In 1948 Lloyd Jeffress proposed a neural circuit for measuring interaural time differences: an array of coincidence-detector neurons, each receiving input from both ears through axons of different lengths. A sound arriving at the left ear first would travel further along the left delay line before reaching the coincidence detector that compensates for exactly that ITD. The detector fires maximally when the two signals arrive simultaneously — converting a time difference into a place of maximum activity. The Jeffress model became the canonical picture of binaural processing for half a century. In birds, the nucleus laminaris implements something very close to it, with anatomically measurable delay lines. In mammals, the medial superior olive (MSO) performs ITD computation, though the mechanism appears to rely more on inhibitory timing than on pure axonal delay. The model's enduring value is conceptual: it shows how a temporal code can be converted to a place code using nothing more than conduction delays and coincidence detection.

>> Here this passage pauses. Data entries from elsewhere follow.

PR #3799, opened 2019-05-21
chore(examples): add e-commerce widgets [part 1]

francoischalifour:
_This is part 1 of the series "e-commerce demo"._

## Description

This PR scaffolds the e-commerce demo with InstantSearch.js widgets. It was generated using [Create InstantSearch App](https://github.com/algolia/create-instantsearch-app).

## Notes

- Everything in the demo was achieved without connectors
- `algoliasearch` and `instantsearch.js` deps are added as dependencies to trigger less network requests (not loading from a CDN) and to leverage Renovate
- The ES build of `instantsearch.js` is used
- It doesn't include voice search because the designs are not done yet

## Preview

There's currently no styles in this part 1.

[See preview →](https://deploy-preview-3799--instantsearchjs.netlify.com/examples/e-commerce/)

## Related

- [E-commerce demo design](https://app.zeplin.io/project/5acc8becfc0c980068fc12cc/screen/5cd1a7992e4f02039b5a8336)

---

The styles will come in a stacked PR.


website/src/e-commerce/src/search.js
```diff
@@ -0,0 +1,46 @@
...
+
+const searchClient = algoliasearch(
+  'latency',
+  '6be0576ff61c053d5f9a3225e2a90f76'
+);
+
+const search = instantsearch({
+  searchClient,
+  indexName: 'instant_search',
+  routing: true,
```
francoischalifour: The routing will later be improved based on algolia/doc-code-samples#102.

website/src/e-commerce/src/widgets/PriceSlider.js
```diff
@@ -0,0 +1,13 @@
+import { panel, rangeSlider } from 'instantsearch.js/es/widgets';
+
+// The price range slider has a dummy panel to be collapsed
+// at the same time as `rangeInput`.
+const priceRangeSlider = panel({})(rangeSlider);
```
francoischalifour: As you can see in the [design](https://app.zeplin.io/project/5acc8becfc0c980068fc12cc/screen/5cd1a7992e4f02039b5a8336), the `rangeInput` is wrapped in the same panel as `rangeSlider`. However, InstantSearch.js only supports wrapping a single widget in a panel.

This will be required once the styles come.

website/src/e-commerce/src/widgets/index.js
```diff
@@ -0,0 +1,13 @@
+export { default as brands } from './Brands';
```
Haroenv: I'm not sure if this pattern is really necessary in an example like this

francoischalifour: This is fixed in 49167efc5e365472fd851b5971e7a233e6319c63.

francoischalifour: What would you have used? It's to export them all from `widgets/index.js`.

francoischalifour:
@Haroenv This is fixed in 49167efc5e365472fd851b5971e7a233e6319c63.

website/src/e-commerce/src/widgets/index.js
Haroenv: since all widgets are always mounted, I would've gone for the regular way of calling the functions inline in the main file. I understand why you split it up here, but I fear like it might confuse people

francoischalifour: The goal of the demo is also to educate people how to build apps with InstantSearch. I tried several patterns and this once seem like an easy structure to work with. It will be easy to migrate this demo to React/Vue/etc. 

We've often neglected how to integrate InstantSearch into apps and most of our examples don't make usage of modern JavaScript feature that we usually like working with.

eunjae-lee:
> @Haroenv This is fixed in [49167ef](https://github.com/algolia/instantsearch.js/commit/49167efc5e365472fd851b5971e7a233e6319c63).

I don't still see any style from https://deploy-preview-3799--instantsearchjs.netlify.com/examples/e-commerce/
Should I try different url?

website/src/e-commerce/.gitignore
```diff
@@ -1 +1,22 @@
+# See https://help.github.com/ignore-files/ for more about ignoring files.
+
+# dependencies
+/node_modules
+
+# testing
+/coverage
```
Haroenv: seems like most of these aren't necessary here

francoischalifour:
@eunjae-lee The style is in a next PR. This loaded the internal resources.

website/src/e-commerce/README.md
```diff
@@ -0,0 +1,21 @@
+# E-commerce demo
+
+_This project was generated with [create-instantsearch-app](https://github.com/algolia/create-instantsearch-app) by [Algolia](https://algolia.com)._
+
+## Get started
```
Haroenv: Shouldn't we mention production build here too? 🤔

website/src/e-commerce/src/search.js
```diff
@@ -0,0 +1,46 @@
...
+  priceSlider,
+  freeShipping,
+  ratings,
+  sortBy,
+  hitsPerPage,
+  products,
+  pagination,
+]);
+
+export default search;
```
Haroenv: since this isn't an entry point, I wonder if it should be wrapped into a function 🤔

website/src/e-commerce/src/widgets/Products.js
```diff
@@ -0,0 +1,36 @@
...
+      <span class="hit-em hit-rating">
+      <svg xmlns="http://www.w3.org/2000/svg" width="8" height="8" viewBox="0 0 16 16">
+        <path fill="#e2a400" fill-rule="evenodd" d="M10.472 5.008L16 5.816l-4 3.896.944 5.504L8 12.616l-4.944 2.6L4 9.712 0 5.816l5.528-.808L8 0z"/>
+      </svg>
+        {{rating}}
+      </span>
+    </p>
+  </footer>
+</article>
+      `,
```
Haroenv:
```suggestion
`,
```

I wonder if we should be indenting these instead?

website/src/e-commerce/src/search.js
eunjae-lee: You mean like `getSearch = () => ...` ?
Can you tell me more about this?
Does it have something to do with "entry point"?
In my last project, I had some issues exporting an object like that.
So I had to wrap it in a function but couldn't understand why I had to do it.

Haroenv: if you'd import this twice for two search instances next to each other (weird, but not impossible), these would be the same instance. A similar remark can be made for the widgets themselves, which is why I was more a fan of not splitting it up

website/src/e-commerce/README.md
francoischalifour: You mean explaining the build script? I'm open to suggestions for the README because I'd like to make it more exhaustive.

website/src/e-commerce/src/search.js
eunjae-lee: I get what you mean. Speaking of splitting it up, if we're going to wrap `search` instance in a function, IMO we need to wrap all the widgets in function too. Otherwise, wrapping `search` only doesn't make any change. And I'm not sure if we need to do that.

website/src/e-commerce/src/widgets/Products.js
francoischalifour: I don't really mind as long as we're consistent.

With time I came to prefer aligning them on the left because it's less indented on the right (easier to read on the IDE) and it's not really part of the JavaScript around.

francoischalifour:
@Haroenv 

> looks like text is overlapping, we probably don't want that, even if there's no styles

I think this is because of Rheostat.

website/src/e-commerce/src/search.js
francoischalifour: The reason why this search is in `search.js` and not directly in `app.js` is that `app.js` will grow with more JavaScript (UI features in #3802, sticky header is to come, etc.).

We can indeed export a `startSearch()` function and call it from `app.js`.

francoischalifour:
@eunjae-lee Those additions will be taken care of in the future because we don't have the behavior/design for now.

PR #3804, opened 2019-05-21
refactor(helper): update query usage [PART-6]

samouss:
This PR updates the usage of the `query` attribute from the `SearchParameters`. Its value is now optional which implies that we have to fall back on a default value at the connector level. The default value is not always required though, it depends on the use case. I've tried to make as few changes as possible to stick with the current behavior.

### DIFF
--- a/src/connectors/search-box/connectSearchBox.js
+++ b/src/connectors/search-box/connectSearchBox.js
@@ -149,7 +149,7 @@ export default function connectSearchBox(renderFn, unmountFn) {
       },
 
       getWidgetSearchParameters(searchParameters, { uiState }) {
-        return searchParameters.setQuery(uiState.query);
+        return searchParameters.setQueryParameter('query', uiState.query);
       },
     };
   };
--- a/src/connectors/search-box/connectSearchBox.js
+++ b/src/connectors/search-box/connectSearchBox.js
@@ -103,7 +103,7 @@ export default function connectSearchBox(renderFn, unmountFn) {
 
         renderFn(
           {
-            query: helper.state.query,
+            query: helper.state.query || '',
             refine: this._refine,
             clear: this._cachedClear,
             widgetParams,
@@ -118,7 +118,7 @@ export default function connectSearchBox(renderFn, unmountFn) {
 
         renderFn(
           {
-            query: helper.state.query,
+            query: helper.state.query || '',
             refine: this._refine,
             clear: this._cachedClear,
             widgetParams,
@@ -131,11 +131,12 @@ export default function connectSearchBox(renderFn, unmountFn) {
 
       dispose({ state }) {
         unmountFn();
+
         return state.setQuery('');
       },
 
       getWidgetState(uiState, { searchParameters }) {
-        const query = searchParameters.query;
+        const query = searchParameters.query || '';
 
         if (query === '' || (uiState && uiState.query === query)) {
           return uiState;
@@ -148,7 +149,7 @@ export default function connectSearchBox(renderFn, unmountFn) {
       },
 
       getWidgetSearchParameters(searchParameters, { uiState }) {
-        return searchParameters.setQuery(uiState.query || '');
+        return searchParameters.setQuery(uiState.query);
       },
     };
   };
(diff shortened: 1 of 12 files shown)


src/connectors/search-box/connectSearchBox.js
```diff
@@ -150,7 +153,7 @@ export default function connectSearchBox(renderFn, unmountFn) {
       },
 
       getWidgetSearchParameters(searchParameters, { uiState }) {
-        return searchParameters.setQuery(uiState.query || '');
+        return searchParameters.setQuery(uiState.query);
```
samouss: This part is not exactly true. It doesn't matter much at the moment because it will be updated once we do the modifications inside `getConfiguration` to "mount" a default value on the state that indicates that a widget "own" this part of the state.

src/connectors/voice-search/connectVoiceSearch.ts
```diff
@@ -133,7 +131,7 @@ const connectVoiceSearch: VoiceSearchConnector = (
         };
       },
       getWidgetSearchParameters(searchParameters, { uiState }) {
-        return searchParameters.setQuery(uiState.query || '');
+        return searchParameters.setQuery(uiState.query);
```
samouss: https://github.com/algolia/instantsearch.js/pull/3804/files#r286120796

samouss:
I'll change the PR to have the exact same behaviour as today, it's slightly different at the moment.

src/connectors/search-box/connectSearchBox.js
```diff
@@ -94,8 +94,10 @@ export default function connectSearchBox(renderFn, unmountFn) {
               previousQuery = helper.state.query;
               helper.setQuery(q);
             }
-            if (doSearch && previousQuery !== undefined && previousQuery !== q)
+
+            if (doSearch && previousQuery !== q) {
```
samouss: This part is going away once the branch is rebased with `next`.

src/connectors/voice-search/connectVoiceSearch.ts
```diff
@@ -82,10 +82,8 @@ const connectVoiceSearch: VoiceSearchConnector = (
               previousQuery = helper.state.query;
               helper.setQuery(query);
             }
-            if (
-              typeof previousQuery !== 'undefined' &&
-              previousQuery !== query
-            ) {
+
+            if (previousQuery !== query) {
```
samouss: https://github.com/algolia/instantsearch.js/pull/3804/files#r286342747

src/connectors/search-box/connectSearchBox.js
```diff
@@ -131,11 +131,12 @@ export default function connectSearchBox(renderFn, unmountFn) {
 
       dispose({ state }) {
         unmountFn();
+
         return state.setQuery('');
```
francoischalifour: We don't want to reset the query state to `undefined` on dispose?

stories/panel.stories.js
```diff
@@ -88,7 +88,7 @@ storiesOf('Panel', module)
     withHits(({ search, container, instantsearch }) => {
       const brandList = instantsearch.widgets.panel({
         collapsed: options => {
-          return options && options.state && options.state.query.length === 0;
+          return !((options && options.state && options.state.query) || '');
```
francoischalifour: This is slightly more complicated. Would this make sense?

```suggestion
          return (options && options.state && (!options.state.query || options.state.query === ''));
```

src/connectors/search-box/connectSearchBox.js
samouss: Yes we do. I didn't changed it (yet) because there are multiple places where this call is neither incorrect or not even implemented e.g `connectAutocomplete`. We'll create another round of PRs to align the calls to `dispose` and `getWidgetSearchParameters`.

stories/panel.stories.js
samouss: https://github.com/algolia/instantsearch.js/pull/3804/commits/80418777984a5366e30066b693d9098b39a715b6

PR #3815, opened 2019-05-27
feat(connectAutocomplete): clear the state on dispose

samouss:
This PR fix the implementation of the `dispose` method for the connector `connectAutocomplete`. It omits `query` & `highlightTags` once the widget is removed. I also cover the rest of the `dispose` function with tests.

### DIFF
--- a/src/connectors/autocomplete/__tests__/connectAutocomplete-test.js
+++ b/src/connectors/autocomplete/__tests__/connectAutocomplete-test.js
@@ -269,5 +269,30 @@ See documentation: https://www.algolia.com/doc/api-reference/widgets/autocomplet
 
       expect(nextState.query).toBeUndefined();
     });
+
+    it('removes the TAG_PLACEHOLDER from the `SearchParameters`', () => {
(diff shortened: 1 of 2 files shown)


src/connectors/autocomplete/__tests__/connectAutocomplete-test.js
```diff
@@ -167,4 +167,155 @@ See documentation: https://www.algolia.com/doc/api-reference/widgets/autocomplet
...
+      widget.init({ helper, instantSearchInstance: {} });
+
+      const nextState = widget.dispose({ helper, state: helper.state });
+
+      expect(nextState.highlightPreTag).toBeUndefined();
+      expect(nextState.highlightPostTag).toBeUndefined();
+    });
+
+    it('removes the TAG_PLACEHOLDER from the `SearchParameters` only with `
escapeHTML`', () => {
```
francoischalifour:
```suggestion
    it('does not remove the TAG_PLACEHOLDER from the `SearchParameters` with `escapeHTML`', () => {
```

PR #3816, opened 2019-05-27
feat(connectHits): clear the state on dispose

samouss:
This PR fix the implementation of the `dispose` method for the connector `connectHits`. It omits `highlightTags` once the widget is removed. I also cover the rest of the `dispose` function with tests.

### DIFF
--- a/src/connectors/hits/__tests__/connectHits-test.js
+++ b/src/connectors/hits/__tests__/connectHits-test.js
@@ -348,4 +348,19 @@ See documentation: https://www.algolia.com/doc/api-reference/widgets/hits/js/#co
       expect.anything()
     );
   });
+
+  describe('dispose', () => {
+    it('calls the unmount function', () => {
+      const renderFn = () => {};
+      const unmountFn = jest.fn();
+      const makeWidget = connectHits(renderFn, unmountFn);
+      const widget = makeWidget();
+
+      expect(unmountFn).toHaveBeenCalledTimes(0);
+
+      widget.dispose();
+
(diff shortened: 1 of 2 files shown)


src/connectors/hits/__tests__/connectHits-test.js
```diff
@@ -348,4 +344,77 @@ See documentation: https://www.algolia.com/doc/api-reference/widgets/hits/js/#co
...
+      );
+
+      const nextState = widget.dispose({ helper, state: helper.state });
+
+      expect(nextState.highlightPreTag).toBeUndefined();
+      expect(nextState.highlightPostTag).toBeUndefined();
+    });
+
+    it('removes the TAG_PLACEHOLDER from the `SearchParameters` only with `
escapeHTML`', () => {
```
francoischalifour:
```suggestion
    it('does not remove the TAG_PLACEHOLDER from the `SearchParameters` with `escapeHTML`', () => {
```

src/connectors/hits/connectHits.js
```diff
@@ -99,8 +100,22 @@ export default function connectHits(renderFn, unmountFn) {
...
-      dispose() {
+      dispose({ state }) {
         unmountFn();
+
+        if (!escapeHTML) {
+          return state;
+        }
+
+        return state.setQueryParameters(
+          Object.keys(TAG_PLACEHOLDER).reduce(
```
Haroenv: Object.fromEntries would make this cleaner, but needs to be polyfilled, so this lgtm

PR #3819, opened 2019-05-27
feat(connectInfiniteHits): clear the state on dispose

samouss:
This PR fix the implementation of the `dispose` method for the connector `connectInfiniteHits`. It omits `page` once the widget is removed. I also cover the rest of the `dispose` function with tests.

### DIFF
--- a/src/connectors/infinite-hits/__tests__/connectInfiniteHits-test.ts
+++ b/src/connectors/infinite-hits/__tests__/connectInfiniteHits-test.ts
@@ -44,10 +44,8 @@ See documentation: https://www.algolia.com/doc/api-reference/widgets/infinite-hi
   });
 
   it('Renders during init and render', () => {
-    // test that the dummyRendering is called with the isFirstRendering
-    // flag set accordingly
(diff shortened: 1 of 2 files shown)


src/connectors/infinite-hits/__tests__/connectInfiniteHits-test.ts
```diff
@@ -596,23 +591,121 @@ See documentation: https://www.algolia.com/doc/api-reference/widgets/infinite-hi
...
+        helper,
+        state: helper.state,
+      }) as SearchParameters;
+
+      expect(nextState.highlightPreTag).toBeUndefined();
+      expect(nextState.highlightPostTag).toBeUndefined();
+    });
+
+    it('removes the TAG_PLACEHOLDER from the `SearchParameters` only with `
escapeHTML`', () => {
```
francoischalifour:
```suggestion
    it('does not remove the TAG_PLACEHOLDER from the `SearchParameters` with `escapeHTML`', () => {
```

PR #4233, opened 2019-12-02
feat(widgets): introduce `configureRelatedItems` as experimental

francoischalifour:
This PR introduces a new set of experimental widgets:

- `EXPERIMENTAL_configureRelatedItems`
- `EXPERIMENTAL_connectConfigureRelatedItems`

Combined with the `hits` component, these widgets allow to create related items experiences as seen in e-commerce and media use cases:

Example

<details>

<summary>See more examples</summary>

Example

Example

</details>

## Usage

Given this hit:

```json
{
  "name": "Amazon - Fire TV Stick with Alexa Voice Remote - Black",
  "description": "Enjoy smart access to videos [...]",
  "brand": "Amazon",
  "categories": ["TV & Home Theater", "Streaming Media Players"],
  "hierarchicalCategories": {
    "lvl0": "TV & Home Theater",
    "lvl1": "TV & Home Theater > Streaming Media Players"
  },
  "type": "Streaming media plyr",
  "price": 39.99,
  "price_range": "1 - 50",
  "image": "https://cdn-demo.algolia.com/bestbuy-0118/5477500_sb.jpg",
  "url": "https://api.bestbuy.com/click/-/5477500/pdp",
  "free_shipping": false,
  "rating": 4,
  "popularity": 21469,
  "objectID": "5477500",
  "__position": 1
}
```

And these options:

```js
configureRelatedItems({
  hit,
  matchingPatterns: {
    brand: { score: 3 },
    type: { score: 10 },
    categories: { score: 2 },
  },
});
```

The following search parameters will be computed:

```json
{
  "facets": [],
  "disjunctiveFacets": [],
  "hierarchicalFacets": [],
  "facetsRefinements": {},
  "facetsExcludes": {},
  "disjunctiveFacetsRefinements": {},
  "numericRefinements": {},
  "tagRefinements": [],
  "hierarchicalFacetsRefinements": {},
  "index": "instant_search",
  "hitsPerPage": 5,
  "sumOrFiltersScores": true,
  "filters": "NOT objectID:5477500",
  "optionalFilters": [
    ["brand:Amazon<score=3>"],
    ["type:Streaming media plyr<score=10>"],
    [
      [
        "categories:TV & Home Theater<score=2>",
        "categories:Streaming Media Players<score=2>"
      ]
    ]
  ]
}
```

[Learn more about how scores work in Algolia →](https://www.algolia.com/doc/guides/managing-results/refine-results/merchandising-and-promoting/in-depth/optional-filter-scoring/)

The search parameters will then be set in the index to display related items with a `hits` widget.

## Implementation

Since this is an experimental widget, I didn't add logic in `connectConfigure` but rather created a connector called `connectConfigureRelatedItems` that Vue InstantSearch and Angular InstantSearch can rely on.

## Preview

[See story →](https://deploy-preview-4233--instantsearchjs.netlify.com/stories/?path=/story/basics-configurerelateditems--default)

## Related

- [RFC](https://github.com/algolia/instantsearch-rfcs/blob/7871af03c80cb6ab87c47d82cc8c1f78da0a5e51/accepted/related-items.md)


src/connectors/configure-related-items/connectConfigureRelatedItems.ts
```diff
@@ -0,0 +1,155 @@
...
+
+    const optionalFilters = Object.keys(matchingPatterns).reduce<
+      Array<string | string[]>
+    >((acc, attributeName) => {
+      const attribute = matchingPatterns[attributeName];
+      const attributeValue = hit[attributeName];
+      const attributeScore = attribute.score;
+
+      if (Array.isArray(attributeValue)) {
+        acc.push(
```
tkrugg: we might as well keep `acc` immutable with a `concat`

src/connectors/configure-related-items/connectConfigureRelatedItems.ts
```diff
@@ -0,0 +1,155 @@
...
+            attributeName,
+            attributeValue,
+            attributeScore,
+          })
+        );
+      } else {
+        warning(
+          false,
+          `
+The \`matchingPatterns\` option returned a value of type \`${typeof attributeValue}\` for the "${attributeName}" key. This value was not sent to Algolia because it's not supported by \`optionalFilters\`.
```
tkrugg: since both `typeof {} === "object"` and `typeof [] === "object"` this formulation feels a bit strange
```
The `matchingPatterns` option returned a value of type `object` 
```
I'm not sure how to improve it though

src/widgets/configure-related-items/configure-related-items.ts
```diff
@@ -0,0 +1,16 @@
+import connectConfigureRelatedItems, {
+  ConfigureRelatedItemsConnectorParams,
+} from '../../connectors/configure-related-items/connectConfigureRelatedItems';
+import { WidgetFactory } from '../../types';
+
+type ConfigureRelatedItems = WidgetFactory<
```
tkrugg: actually why not import `ConfigureRelatedItemsWidgetFactory` from `../../connectors/configure-related-items/connectConfigureRelatedItems` here directly ?

src/connectors/configure-related-items/connectConfigureRelatedItems.ts
```diff
@@ -0,0 +1,155 @@
...
+  matchingPatterns: MatchingPatterns;
+  /**
+   * Function called to transform the search parameters generated.
+   */
+  transformSearchParameters?(
+    searchParameters: SearchParameters
+  ): PlainSearchParameters;
+}
+
+type ConfigureConfigureRelatedItemsWidgetFactory<
```
tkrugg: It looks like there a typo here and you meant Configure~Configure~RelatedItemsWidgetFactory

francoischalifour: 8a9b9196f2b360d8675e647dc3fadaac46c367f2

src/widgets/configure-related-items/configure-related-items.ts
francoischalifour: 95b754ec794f39bb3e5c4b457476d255e9741bf4

src/connectors/configure-related-items/connectConfigureRelatedItems.ts
francoischalifour: I used spread: 52a140c69d3165e23e366e67ac430c8f0ca1117c.

src/connectors/configure-related-items/connectConfigureRelatedItems.ts
tkrugg: That's a an option. Note that although generic, it doesn't solve the issue for class instances other than Array. `typeof new Date() === "object"`.
Something using `Object.prototype.toString.call(attributeValue)` would be more reliable.

I just noticed we don't say what the types expected: `this value is expected to be a string or an array`. It is useful information for someone seeing this error.

francoischalifour: That's a good first step, we can use `Object.prototype.toString.call` which is more accurate.

About the expected types, that's why I link to the documentation. I can add a sentence that makes it more explicit.

src/connectors/configure-related-items/connectConfigureRelatedItems.ts
```diff
@@ -0,0 +1,157 @@
...
+      throw new Error(withUsage('The `hit` option is required.'));
+    }
+
+    if (!matchingPatterns) {
+      throw new Error(withUsage('The `matchingPatterns` option is required.'));
+    }
+
+    const optionalFilters = Object.keys(matchingPatterns).reduce<
+      Array<string | string[]>
+    >((acc, attributeName) => {
```
tkrugg: I know they are fully inferred but I find it more explicit to add types on the callback.
I let you judge if it's necessary.

src/connectors/configure-related-items/connectConfigureRelatedItems.ts
```diff
@@ -0,0 +1,157 @@
...
+   * The reference hit to extract the filters from.
+   */
+  hit: ResultHit;
+  /**
+   * The schema to create the optional filters.
+   * Each key represents an attribute from the hit.
+   */
+  matchingPatterns: MatchingPatterns;
+  /**
+   * Function called to transform the search parameters generated.
```
Haroenv:
```suggestion
   * Function called to transform the generated search parameters.
```

Haroenv:
```suggestion
   * Function to transform the generated search parameters.
```

(called is optional here imo)

src/connectors/configure-related-items/connectConfigureRelatedItems.ts
```diff
@@ -0,0 +1,157 @@
...
+}) {
+  return `${attributeName}:${attributeValue}<score=${attributeScore || 1}>`;
+}
+
+const connectConfigureRelatedItems: ConfigureRelatedItemsConnector = (
+  renderFn,
+  unmountFn
+) => {
+  warning(
+    false,
```
Haroenv: ideally you could opt-in to this widget without warning, maybe via an argument?

src/connectors/configure-related-items/connectConfigureRelatedItems.ts
```diff
@@ -0,0 +1,157 @@
...
+    'ConfigureRelatedItems is an experimental widget that is subject to change in next minor versions.'
+  );
+
+  return widgetParams => {
+    const { hit, matchingPatterns, transformSearchParameters = x => x } =
+      widgetParams || ({} as typeof widgetParams);
+
+    if (!hit) {
```
Haroenv: if these errors are done before the destructuring, the cast isn't needed I think.

src/connectors/configure-related-items/connectConfigureRelatedItems.ts
```diff
@@ -0,0 +1,157 @@
...
+          // See https://github.com/algolia/algoliasearch-helper-js/pull/754
+          optionalFilters,
+        })
+      ),
+    };
+
+    const makeConfigure = connectConfigure(renderFn, unmountFn);
+
+    return {
+      ...makeConfigure({ searchParameters }),
```
Haroenv: interesting pattern, but seems to make for a clean implementation, so lgtm

src/connectors/configure-related-items/connectConfigureRelatedItems.ts
```diff
@@ -0,0 +1,157 @@
...
+
+See https://www.algolia.com/doc/api-reference/api-parameters/optionalFilters/
+            `
+      );
+
+      return acc;
+    }, []);
+
+    const searchParameters: PlainSearchParameters = {
+      ...transformSearchParameters(
```
Haroenv: Since we have no API for modifying props, we can indeed assume this all is static, but that will need to be rethought once we have an update api

src/connectors/configure-related-items/__tests__/connectConfigureRelatedItems-test.ts
```diff
@@ -0,0 +1,255 @@
...
+      expect(() => {
+        connectConfigureRelatedItems();
+      }).toWarnDev(
+        '[InstantSearch.js]: ConfigureRelatedItems is an experimental widget that is subject to change in next minor versions.'
+      );
+    });
+  });
+
+  describe('options', () => {
+    test('sets search parameters optionalFilters based on matchingPatterns', () => {
```
Haroenv:
```suggestion
    test('sets the optionalFilters search parameter based on matchingPatterns', () => {
```

src/types/instantsearch.ts
```diff
@@ -64,6 +64,8 @@ export type Hit = {
   __queryID?: string;
 };
 
+export type ResultHit = Omit<Hit, '__position' | '__queryID'>;
```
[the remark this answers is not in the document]
tkrugg: I agree this way of formulating it could be more intuitive.

src/connectors/configure-related-items/connectConfigureRelatedItems.ts
yannickcr: IMHO it would be good to always warn about it in development. Users could set the argument, forget about it and then be surprised by a future breaking change in a minor version.

src/types/instantsearch.ts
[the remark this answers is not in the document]
francoischalifour: I'll rename the base one `AlgoliaHit` and the InstantSearch one (with `__position`, etc.) `Hit`.

@tkrugg Here we just don't want users to have to pass a hit containing `__position`. If you pass it, it's still fine because it's satisfied with `[key: string]: any;`.

src/connectors/configure-related-items/connectConfigureRelatedItems.ts
francoischalifour: Or name the connector `EXPERIMENTAL_connectConfigureRelatedItems`?

src/connectors/configure-related-items/connectConfigureRelatedItems.ts
francoischalifour: So like most of the connectors.

src/connectors/configure-related-items/connectConfigureRelatedItems.ts
francoischalifour: `reduce` is generic and therefore they're typed.

src/connectors/configure-related-items/connectConfigureRelatedItems.ts
francoischalifour: Adding more explanation about the warning in 168942fc59b76ed35159f77564126c42813a54a6.

@tkrugg I'll send a separate PR that address more correct types in a more global way.

src/connectors/configure-related-items/connectConfigureRelatedItems.ts
francoischalifour: We'll need the cast anyway because we want to support passing an empty object (`{}`).

Haroenv: isn't hit required?

francoischalifour: It is. Not sure to follow what you're suggesting. Can you elaborate what you have in mind?

Note that destructuring is also useful here to assign a default value to `transformSearchParameters`.

Haroenv: If done after the ifs, we don’t need a default object anymore, since it’s always going to be a value. It’s more of a general pattern, so not too important to land with this PR

src/connectors/configure-related-items/connectConfigureRelatedItems.ts
francoischalifour: PR sent: #4249.

src/types/instantsearch.ts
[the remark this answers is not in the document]
francoischalifour: Fixed in 0619e161e9a871a8c5035771c11f0a4d02cbdea5.

src/connectors/configure-related-items/connectConfigureRelatedItems.ts
francoischalifour: Implemented in 6644967387b759548dd953acfc27b29e779cdf9e.

stories/configure-related-items.stories.ts
```diff
@@ -0,0 +1,160 @@
...
+    const pagination = connectPagination(
+      ({
+        currentRefinement,
+        refine,
+        isFirstPage,
+        isLastPage,
+        nbPages,
+        widgetParams,
+      }) => {
+        widgetParams.previousPageContainer.innerHTML = '';
```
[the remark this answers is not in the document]
francoischalifour: Yep – I didn't want to write too much code for this pagination widget which was not the main point of the story.

francoischalifour:
The last commit changes the exported names of these widgets:

- `EXPERIMENTAL_configureRelatedItems`
- `EXPERIMENTAL_connectConfigureRelatedItems`

They do _not_ display a warning in the console anymore, because their name is explicit about being experimental.

src/connectors/configure-related-items/connectConfigureRelatedItems.ts
francoischalifour: Done in 8c29d7e4f8e1f6f8a9767a8e7c551b03970850ad.

Haroenv:
You need to allow `EXPERIMENTAL_` for `new-cap` in eslint too: "A function with a name starting with an uppercase letter should only be used as a constructor  new-cap"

In 1948 Thomas Gold, a physicist better known for his work in cosmology, published a remarkable theoretical argument: the viscous damping in the cochlea is far too strong for the basilar membrane to achieve the sharp frequency tuning that psychophysical experiments demand. He proposed that the cochlea must contain an active feedback mechanism — a biological amplifier that injects energy on each cycle to counteract the damping. The idea was largely ignored by the auditory community for three decades. Vindication came in stages. David Kemp's 1978 discovery of otoacoustic emissions — faint sounds emitted by the ear itself — proved that the cochlea was indeed an active device. In 1985 William Brownell demonstrated the mechanism directly: isolated outer hair cells change length when their membrane potential changes, on a cycle-by-cycle basis at audio frequencies. This electromotility, later traced to the motor protein prestin, is the engine of the cochlear amplifier that Gold had predicted purely from physical reasoning.

Albert Bregman's 1990 monograph *Auditory Scene Analysis* synthesised decades of psychophysical research into a unified framework for how the auditory system parses a complex acoustic mixture into separate perceptual objects — voices, instruments, environmental sounds. Bregman identified two classes of grouping process: *primitive* (bottom-up, driven by physical regularities like harmonicity, common onset, and frequency proximity) and *schema-based* (top-down, driven by learned templates and attention). The framework gave the field a vocabulary and an experimental program. The streaming phenomena explored in this lesson — the bistable ABA_ triplet, the role of frequency separation, the build-up of streaming over time — are all experiments motivated by Bregman's taxonomy. Modern computational models of auditory scene analysis, including Bayesian and deep-learning approaches, remain organised around the primitive/schema-based distinction he articulated.